Chapter 02

The first author recently was privileged to be included in a conversation with a prominent politician regarding the legitimacy of a high school exit examination that all students [in that state] must pass to obtain a high school diploma. Indeed, this person was the principal architect of the mandated exit-level test policy. Ironically, when asked if he could pass the exam, he commented that “it really didn’t make a difference, since so many other factors contributed to success in life after high school!”

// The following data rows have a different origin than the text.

PR #724, opened 2016-07-04
OGM-1115 Relax regexp used to detect primary key constraint violation

gsmet:
https://hibernate.atlassian.net/browse/OGM-1115

More modern versions of MongoDB have a different syntax.

The regexp we use now should be sufficiently future proof.

I'm not very fond of this and we should probably try to get the MongoDB people to differentiate the 2 exceptions but IIRC the server doesn't do any difference between the 2.


DavideD:
Merged https://github.com/hibernate/hibernate-ogm/pull/724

Cut scores are widely used by educators and psychologists in a variety of contexts. Technically, a cut score is a prescribed value on a continuum of values (given the instrument employed) that is seen to be a “threshold” that demarcates the presence or absence of a particular state or condition (e.g., proficient or non-proficient; depressed or not depressed).  Cut scores are usually associated with criterion-referenced tests (CRTs) when used to indicate a minimal level of proficiency or mastery; however, in some instances cut scores are invoked when using norm-referenced tests (NRTs). An example of this might be when a psychologist uses a normative threshold on the MMPI scales to infer potential psychopathology, or when a school diagnostician uses IQ and achievement measures to determine the presence of a learning disability based on a one standard deviation discrepancy (Anastasi, 1989). Similarly, one of the criteria for determining the presence of mental retardation is a full-scale IQ below 70 (AAMR, 2005, March). Universities often employ cut scores on NRTs as a partial determinant of who is accepted into their schools (e.g., SAT; GRE). Undoubtedly, however, the greatest use of cut scores lies in determining mastery or proficiency in a content domain by virtue of CRT performance.


After determining appropriate behavioral learning outcomes in a given content area (content standards), a CRT is constructed of items that link directly back to the content criteria [hence the term criterion-referenced (Crocker & Algina, 1986)]. Expectations for performance standards are then set demarcating levels of performance based on what a proficient examinee should be able to do. As an example, the No Child Left Behind (NCLB) legislation (2002) demands performance expectations based on cut scores – students, schools, and school districts that fail to make the cut are “left behind,” and are subject to considerable punitive actions with respect to federal school funding. The cut score on the examination represents the operationalization of performance standards based on the content standards. Sometimes the cut score indicates a dichotomous performance level (e.g., pass–fail), while at other times there may be multiple performance levels (e.g., below proficient–proficient–advanced). In certain professions, such as medicine, cut scores are used to decide who is eligible for licensure in the field. In K-12 settings, student CRT performance is used not only to gauge mastery of learning outcomes, but also for determining whether a student should be retained in grade or denied a high school diploma. What is often overlooked both by educators and public stakeholders is that the validity of decisions made based on CRT performance is dependent on the quality of the method used for establishing performance standards and the technical adequacy of the tests themselves.


Our purpose in this chapter is to outline some of the technical and practical concerns with CRTs related to the establishing of performance standards and cut scores. We start with the premise that a meaningful, legitimate, and well-defined set of learning goals and objectives has been established. Moreover, we assume that a comprehensive and technically sound pool of items has been constructed to measure these outcomes. Having taken this leap of faith (see Glass, 1978), we focus on two central issues:  (a) the relative merit of methods for establishing cut scores to define performance levels, and (b) methods of compensating for errors in the standard setting process and errors in tests. These methods are briefly elaborated, potential disadvantages of each are discussed, and suggestions for proper practice are provided.